# strumming pattern



## Tbayrocker (Mar 18, 2010)

Hi all.I am new to playing guitar and i haven`t developed an ear for picking out the strumming patterns of songs that i hear and want to play.Are there tips or tricks to deciphering the pattern of a song?or is it just a matter of getting more experience.One song in particular that I am trying to learn right now is "she was only sixteen by Dr. Hook.If anyone knows the strumming pattern for this song would you please post it.Thanks


----------



## shoretyus (Jan 6, 2007)

This help? It looks like he is almost using an alternating bass pattern.... pick bass note /strum/ bass note. But he is doing it lightly not like a straight bluegrass tune .. Bass note/down/up/down ... when I look back at it 
YouTube - ~ Only Sixteen ~ (for Dr.
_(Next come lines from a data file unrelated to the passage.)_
PR #539, opened 2018-08-05
Drupal Views CiviCRM: Allow Participant record to be used from Event.

JohnFF:


JohnFF:
@colemanw @eileenmcnaughton @seamuslee001 @jackrabbithanna < this is the new PR :) it has the changes suggested.

Please note that the civicrm_api check is still needed for the API call.

If someone else could please test this, and let Coleman know if you're happy for it to be merged, that would be amazeballs, and I'd happily return favour in future.

modules/views/civicrm/civicrm_handler_relationship_participant.inc
```diff
@@ -0,0 +1,74 @@
+<?php
+
+/**
+ * This relationship handler is used when joining the civicrm_relationship table
```
seamuslee001: @JohnFF are you able to update this code comment

modules/views/components/civicrm.core.inc
```diff
@@ -157,6 +157,18 @@ function _civicrm_core_data(&$data, $enabled) {
...
 
+  $data['civicrm_event']['civicrm_participant'] = array(
+    'real field' => 'id',
+    'title' => t('CiviCRM Participant (starting from Event)'),
+    'help' => t('Allows a Participant Contact relationship from an Event'),
+    'relationship' => array(
+      'base' => 'civicrm_participant',
+      'base field' => 'event_id',
+      'handler' => 'civicrm_handler_relationship_participant',
+      'label' => t('CiviCRM Participant (starting from Event)'),
```
colemanw: I don't understand this string (note that it appears twice, if we decide to change it).
What about "CiviCRM Event Participant"

JohnFF: Hi @colemanw - this string appears twice in the same way that it does for CiviCRM Relationship. I also looked to "starting from Contact A" as guidance, although here I see it's probably not necessary. I've adjusted the PR accordingly.

JohnFF:
image
image

JohnFF:
You can check out the end results here: http://civicrm-drupal-john886170.codeanyapp.com (site may time out, I'm unsure atm).

colemanw:
* ([`r-explain`](https://docs.civicrm.org/dev/en/latest/standards/review/#r-explain)) __Pass__
* ([`r-test`](https://docs.civicrm.org/dev/en/latest/standards/review/#r-test)) __Pass__
* ([`r-code`](https://docs.civicrm.org/dev/en/latest/standards/review/#r-code)) __Pass__
* ([`r-doc`](https://docs.civicrm.org/dev/en/latest/standards/review/#r-doc)) __Pass__
* ([`r-maint`](https://docs.civicrm.org/dev/en/latest/standards/review/#r-maint)) __Pass__
* ([`r-run`](https://docs.civicrm.org/dev/en/latest/standards/review/#r-run)) __Pass__: Tested on demo site
* ([`r-user`](https://docs.civicrm.org/dev/en/latest/standards/review/#r-user)) __Pass__: Meets user expectations for Views joins
* ([`r-tech`](https://docs.civicrm.org/dev/en/latest/standards/review/#r-tech)) __Pass__: consistent with other code.

PR #540, opened 2018-08-17
Don't render an empty mailto link for empty email addresses

JKingsnorth:
If you add an 'email address' field to a views display, and choose to output it as a mailto link then an empty link is created when the email address is empty; with the link of just 'mailto:'.

This patch makes a change to ensure that an email address is present before outputting a link around it.


seamuslee001:
This looks sensible and fine merging

PR #541, opened 2018-08-31
PHP 7.1 incompatibility error fix for -> Error: Using $this when not in object context in civicrm_form_data()

tmannell:
I was getting this error when attempting to edit civi profiles exposed to drupal user profiles.

 Error: Using $this when not in object context in civicrm_form_data() (line 590 of sites/all/modules/civicrm/drupal/civicrm.module).

Changing the $this to the available $edit var, which appears to contain the form, seemed to solve the problem.


jitendrapurohit (approved):
I was able to replicate this on one of our sites and this PR seems to have fixed it for us. Confirming that it is a good/correct change and should be merged 👍

eileenmcnaughton:
merging per @jitendrapurohit review - looks like it was checked a while back but no-one spotted that

PR #542, opened 2018-09-11
dev/core#381 - Clear session vars while retrieving the files with id a…

jitendrapurohit:
…nd eid

Details in https://lab.civicrm.org/dev/core/issues/381#note_8535


mlutfy:
From the Gitlab issue, it's not clear if someone tested this patch?

colemanw:
I see that this has been reviewed and tested in GitLab.

PR #740, opened 2025-01-28
Add CVE-2025-24856

derhansen:


causal/oidc/CVE-2025-24856.yaml
```diff
@@ -0,0 +1,8 @@
+title: 'TYPO3-EXT-SA-2025-001: Account Takeover in extension "OpenID Connect Authentication" (oidc)'
+link: https://typo3.org/security/advisory/typo3-ext-sa-2025-001
+cve: CVE-2025-24856
+branches:
+    main:
+        time: 2025-01-27 18:56:00
+        versions: ['3.0.0']
```
xabbuh, line 7:
```suggestion
        versions: ['>=3.0.0', '<4.0.0']
```

Like this?

naderman: There's literally only a single 3.0.0 release so kind of would have worked too ;-)

naderman:
After seeing this applied on packagist.org - @derhansen is it accurate that version 2.1.0 is safe to use? https://packagist.org/packages/causal/oidc#2.1.0

derhansen:
> After seeing this applied on packagist.org - @derhansen is it accurate that version 2.1.0 is safe to use? https://packagist.org/packages/causal/oidc#2.1.0

@naderman Thanks for the ping. According to the extension author, version 2.1.0 should be save. I however re-checked the code now and also found the vulnerability in version 2.1.0, so this version must also be marked as insecure. I discussed this with the extension author and will provide a follow up PR to update CVE-2025-24856 in this repository.

PR #743, opened 2025-01-30
Add unfixed vulnerabilities from Snyk

Rudloff:
validator.php requires an upper bound but these vulnerabilities are unfixed.


Rudloff:
Should I use the next major as upper bound to show that this is not fixed? Or an arbitrary high version number like 999?

PR #747, opened 2025-04-10
Silverstripe vulnerabilities April 2025

emteknetnz:

PR #748, opened 2025-04-10
Fix dates in silverstripe vulnerabilities

glaubinix:
Fixing commit dates in https://github.com/FriendsOfPHP/security-advisories/pull/747 where month and day was switched


glaubinix:
Thanks!

xabbuh:
Good catch, thanks @glaubinix!

PR #750, opened 2025-04-17
add CVE-2025-31481 and CVE-2025-31485 for API Platform

xabbuh:


api-platform/core/CVE-2025-31481.yaml
```diff
@@ -0,0 +1,14 @@
...
+branches:
+    3.4:
+        time:     2025-04-03 15:02:00
+        versions: ['>=3.4.0', '<3.4.17']
+    4.0:
+        time:     2025-04-03 15:02:00
+        versions: ['>=4.0.0', '<4.0.22']
+    4.1:
+        time:     2025-04-03 15:03:00
+        versions: ['>=4.1.0', '<4.1.5']
```
xabbuh, line 13: @soyuka Can you confirm that this is correct? The advisory does not talk about API Platform 4.1, but from what I see 4.1.5 is the first 4.1 release containing the patch.

xabbuh:
@soyuka Also, are all minor versions before 3.4 affected by these issues?

api-platform/core/CVE-2025-31481.yaml
```diff
@@ -0,0 +1,14 @@
+title:     "GraphQL query operations security can be bypassed"
+link:      https://github.com/advisories/GHSA-cg3c-245w-728m
+cve:       CVE-2025-31481
+branches:
+    '3.4':
+        time:     2025-04-03 15:02:00
+        versions: ['>=3.4.0', '<3.4.17']
```
stof, line 7: the GitHub advisory says `<3.4.17` is affected, so I would remove the lower bound here

soyuka:
Yes I could reproduce in 2.7 and I assume it's there since we introduced graphql.

api-platform/core/CVE-2025-31481.yaml
soyuka: Correct

stof: @soyuka you should probably update the GitHub advisory (both in the repository-level advisory and in their global advisory databases, as they are not automatically synchronized for updates to existing advisories)

xabbuh: Oh, and while you are at it, you should probably also adjust the affected 3.4/4.0 versions. Currently it states `<3.4.16` while that should rather be `<=`.

stof (approved):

Hook Week)


----------



## Tbayrocker (Mar 18, 2010)

Thanks for info shoretyus.I appreciate it.Actually there is a kid on youtube(harleyrider666) that does a good cover of the song too.I have watched his vid countless times and the strumming pattern seems pretty basic but I really can`t tell for sure what pattern he is using.Hopefully with more experience I will be able to pick out the patterns of different songs because it is frustrating as hell right now.Thanks again for replying to my post.I`ll give it a try.


----------



## shoretyus (Jan 6, 2007)

Keep at it .. it does get easier... then you go and pick harder songs ..


----------